Start of Information

Issue #445, opened 2023-01-31
`checkly login` server sometimes not closed


clample:
For `checkly login` the checkly-cli starts a server on port 4242. In the case of a failed login, it looks like this server isn't correctly closed. Later login attempts then fail with `Unable to start an HTTP server on port 4242. Error: listen EADDRINUSE: address already in use :::4242`. We should make sure that the login server is always closed.

clample:
Unfortunately, I was unable to reproduce this issue. The server on port 4242 is also part of the same process as the `npx checkly login` command. The port should therefore be freed whenever the `npx checkly login` command exits. It might be the case that an old `npx checkly login` command was still running in another terminal tab.

As a fix to allow multiple `npx checkly login` processes to run at once, I tried updating the server to bind to port 0. This would avoid the `EADDRINUSE` issue since we would always bind to a free port. It turns out that this won't work, though, since Auth0 requires us to specify a fixed port for the Auth0 redirect. They don't allow wildcards for the port when configuring a redirect ([relevant support ticket from 2020](https://community.auth0.com/t/are-port-wildcards-supported-pkce-for-desktop-apps/34132/5)).

I'll mark this as closed for now since I don't see anything that we can do to improve this.

clample:
Even if we can't fix the issue, we should have a better error message in case there's an `EADDRINUSE` error.

PR #475, opened 2023-02-03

End of Information

Copy out the lines of the records above in which the string "server" appears.

`checkly login` server sometimes not closed
For `checkly login` the checkly-cli starts a server on port 4242. In the case of a failed login, it looks like this server isn't correctly closed. Later login attempts then fail with `Unable to start an HTTP server on port 4242. Error: listen EADDRINUSE: address already in use :::4242`. We should make sure that the login server is always closed.
Unfortunately, I was unable to reproduce this issue. The server on port 4242 is also part of the same process as the `npx checkly login` command. The port should therefore be freed whenever the `npx checkly login` command exits. It might be the case that an old `npx checkly login` command was still running in another terminal tab.
As a fix to allow multiple `npx checkly login` processes to run at once, I tried updating the server to bind to port 0. This would avoid the `EADDRINUSE` issue since we would always bind to a free port. It turns out that this won't work, though, since Auth0 requires us to specify a fixed port for the Auth0 redirect. They don't allow wildcards for the port when configuring a redirect ([relevant support ticket from 2020](https://community.auth0.com/t/are-port-wildcards-supported-pkce-for-desktop-apps/34132/5)).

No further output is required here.